DATA FOR THIS TASK:
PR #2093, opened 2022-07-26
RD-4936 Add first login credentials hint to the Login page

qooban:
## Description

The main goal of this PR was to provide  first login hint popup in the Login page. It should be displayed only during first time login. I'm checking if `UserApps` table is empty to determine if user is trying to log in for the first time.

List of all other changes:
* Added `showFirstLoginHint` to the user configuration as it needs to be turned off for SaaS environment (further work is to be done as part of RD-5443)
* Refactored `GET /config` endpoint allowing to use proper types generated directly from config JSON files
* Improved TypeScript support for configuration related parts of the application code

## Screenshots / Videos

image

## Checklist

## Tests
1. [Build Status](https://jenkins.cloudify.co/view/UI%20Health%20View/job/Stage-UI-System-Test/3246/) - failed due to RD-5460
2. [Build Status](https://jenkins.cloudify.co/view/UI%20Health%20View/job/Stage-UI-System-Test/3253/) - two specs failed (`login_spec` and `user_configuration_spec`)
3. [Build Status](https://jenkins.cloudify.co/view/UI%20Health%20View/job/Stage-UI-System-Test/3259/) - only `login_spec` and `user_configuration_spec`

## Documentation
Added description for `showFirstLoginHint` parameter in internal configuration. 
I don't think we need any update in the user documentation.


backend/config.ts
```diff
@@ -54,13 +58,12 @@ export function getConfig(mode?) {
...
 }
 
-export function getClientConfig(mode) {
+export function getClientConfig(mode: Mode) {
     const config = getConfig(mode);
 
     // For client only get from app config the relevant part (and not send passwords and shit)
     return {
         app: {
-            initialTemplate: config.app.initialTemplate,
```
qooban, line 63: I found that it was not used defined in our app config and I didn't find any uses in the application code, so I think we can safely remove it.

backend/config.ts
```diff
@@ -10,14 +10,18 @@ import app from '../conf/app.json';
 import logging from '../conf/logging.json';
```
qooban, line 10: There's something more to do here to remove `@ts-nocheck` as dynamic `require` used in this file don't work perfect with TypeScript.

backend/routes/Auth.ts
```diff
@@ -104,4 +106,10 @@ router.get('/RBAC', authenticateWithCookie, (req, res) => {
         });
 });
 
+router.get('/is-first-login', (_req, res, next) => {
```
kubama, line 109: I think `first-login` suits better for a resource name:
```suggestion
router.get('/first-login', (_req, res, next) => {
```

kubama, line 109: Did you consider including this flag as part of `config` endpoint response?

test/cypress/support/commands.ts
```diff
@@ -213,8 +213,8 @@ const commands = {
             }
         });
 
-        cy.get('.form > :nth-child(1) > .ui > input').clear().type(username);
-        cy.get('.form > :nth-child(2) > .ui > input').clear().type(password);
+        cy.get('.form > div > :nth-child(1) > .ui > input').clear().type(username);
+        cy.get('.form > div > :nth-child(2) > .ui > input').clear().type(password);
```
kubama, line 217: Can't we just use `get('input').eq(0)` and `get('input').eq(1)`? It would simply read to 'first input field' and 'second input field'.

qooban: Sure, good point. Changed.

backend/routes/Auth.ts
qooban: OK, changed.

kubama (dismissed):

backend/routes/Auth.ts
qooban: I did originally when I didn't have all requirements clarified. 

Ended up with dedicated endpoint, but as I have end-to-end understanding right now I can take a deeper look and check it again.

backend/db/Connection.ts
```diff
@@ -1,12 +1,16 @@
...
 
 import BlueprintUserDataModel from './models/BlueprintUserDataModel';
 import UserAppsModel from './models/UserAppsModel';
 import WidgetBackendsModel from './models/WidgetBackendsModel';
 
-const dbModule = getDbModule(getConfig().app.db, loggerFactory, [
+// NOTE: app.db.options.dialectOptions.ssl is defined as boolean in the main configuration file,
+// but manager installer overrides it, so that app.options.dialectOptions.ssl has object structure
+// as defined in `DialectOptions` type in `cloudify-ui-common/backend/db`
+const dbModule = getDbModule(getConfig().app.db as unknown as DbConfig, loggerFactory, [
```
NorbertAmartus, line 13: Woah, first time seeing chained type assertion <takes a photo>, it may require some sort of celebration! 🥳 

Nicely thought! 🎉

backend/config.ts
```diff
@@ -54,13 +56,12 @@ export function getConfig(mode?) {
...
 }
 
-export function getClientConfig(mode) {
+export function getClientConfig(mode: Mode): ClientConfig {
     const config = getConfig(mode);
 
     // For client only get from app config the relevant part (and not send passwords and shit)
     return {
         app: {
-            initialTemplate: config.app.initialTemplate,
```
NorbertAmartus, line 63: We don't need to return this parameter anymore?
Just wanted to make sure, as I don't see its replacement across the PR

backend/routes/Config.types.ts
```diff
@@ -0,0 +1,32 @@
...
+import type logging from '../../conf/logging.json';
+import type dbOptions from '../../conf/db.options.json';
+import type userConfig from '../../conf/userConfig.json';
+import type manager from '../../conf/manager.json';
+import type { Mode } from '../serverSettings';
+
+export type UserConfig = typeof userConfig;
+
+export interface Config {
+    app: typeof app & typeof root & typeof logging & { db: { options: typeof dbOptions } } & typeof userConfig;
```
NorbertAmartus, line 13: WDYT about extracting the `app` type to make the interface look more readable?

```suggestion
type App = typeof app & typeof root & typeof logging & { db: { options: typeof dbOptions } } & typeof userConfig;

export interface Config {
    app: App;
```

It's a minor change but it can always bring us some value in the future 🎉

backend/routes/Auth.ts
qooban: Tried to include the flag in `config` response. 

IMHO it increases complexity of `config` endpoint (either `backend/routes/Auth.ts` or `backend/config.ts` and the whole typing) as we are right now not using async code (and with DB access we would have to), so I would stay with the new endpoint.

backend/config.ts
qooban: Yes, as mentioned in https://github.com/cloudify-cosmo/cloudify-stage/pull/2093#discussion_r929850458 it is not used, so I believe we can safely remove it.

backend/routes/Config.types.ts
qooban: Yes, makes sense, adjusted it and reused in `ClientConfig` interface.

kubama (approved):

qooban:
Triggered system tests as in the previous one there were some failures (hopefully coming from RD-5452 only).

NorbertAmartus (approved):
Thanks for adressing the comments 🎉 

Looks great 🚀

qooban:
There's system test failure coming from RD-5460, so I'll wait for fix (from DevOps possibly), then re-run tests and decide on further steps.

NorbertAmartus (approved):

---

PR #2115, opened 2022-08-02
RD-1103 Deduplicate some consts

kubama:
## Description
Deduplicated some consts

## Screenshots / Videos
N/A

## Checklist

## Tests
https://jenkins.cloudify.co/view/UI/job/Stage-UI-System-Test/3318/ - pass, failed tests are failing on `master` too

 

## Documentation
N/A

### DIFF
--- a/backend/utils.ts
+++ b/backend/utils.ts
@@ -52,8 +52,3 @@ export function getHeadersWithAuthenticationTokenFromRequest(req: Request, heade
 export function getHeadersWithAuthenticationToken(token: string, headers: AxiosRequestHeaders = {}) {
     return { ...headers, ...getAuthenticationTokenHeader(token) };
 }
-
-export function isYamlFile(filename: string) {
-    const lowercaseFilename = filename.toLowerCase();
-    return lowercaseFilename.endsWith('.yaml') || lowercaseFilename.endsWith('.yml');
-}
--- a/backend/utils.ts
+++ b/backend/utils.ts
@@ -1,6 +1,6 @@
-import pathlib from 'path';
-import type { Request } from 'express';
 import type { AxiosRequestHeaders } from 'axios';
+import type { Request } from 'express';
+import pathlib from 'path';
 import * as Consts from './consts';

--

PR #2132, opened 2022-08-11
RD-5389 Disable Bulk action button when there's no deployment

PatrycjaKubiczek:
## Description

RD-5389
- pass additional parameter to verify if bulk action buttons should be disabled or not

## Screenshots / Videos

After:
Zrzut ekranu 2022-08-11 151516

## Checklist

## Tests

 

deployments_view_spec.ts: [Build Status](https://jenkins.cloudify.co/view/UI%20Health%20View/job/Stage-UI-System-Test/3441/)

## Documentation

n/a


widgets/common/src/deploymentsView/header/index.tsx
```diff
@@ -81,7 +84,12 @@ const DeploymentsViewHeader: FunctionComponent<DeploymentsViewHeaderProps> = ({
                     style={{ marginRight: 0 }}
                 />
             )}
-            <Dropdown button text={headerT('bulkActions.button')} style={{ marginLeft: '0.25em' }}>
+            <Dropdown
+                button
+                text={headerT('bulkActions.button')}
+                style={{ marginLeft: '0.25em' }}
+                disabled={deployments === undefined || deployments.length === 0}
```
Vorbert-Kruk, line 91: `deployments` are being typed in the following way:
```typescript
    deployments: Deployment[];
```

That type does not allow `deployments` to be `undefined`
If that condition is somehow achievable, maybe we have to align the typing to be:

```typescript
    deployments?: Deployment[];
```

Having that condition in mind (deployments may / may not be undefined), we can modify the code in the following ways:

TASK OBJECTIVE:
Copy, from the material above, each line in which the string "bulkActions" occurs.

EXERCISE SOLUTION:
-            <Dropdown button text={headerT('bulkActions.button')} style={{ marginLeft: '0.25em' }}>
+                text={headerT('bulkActions.button')}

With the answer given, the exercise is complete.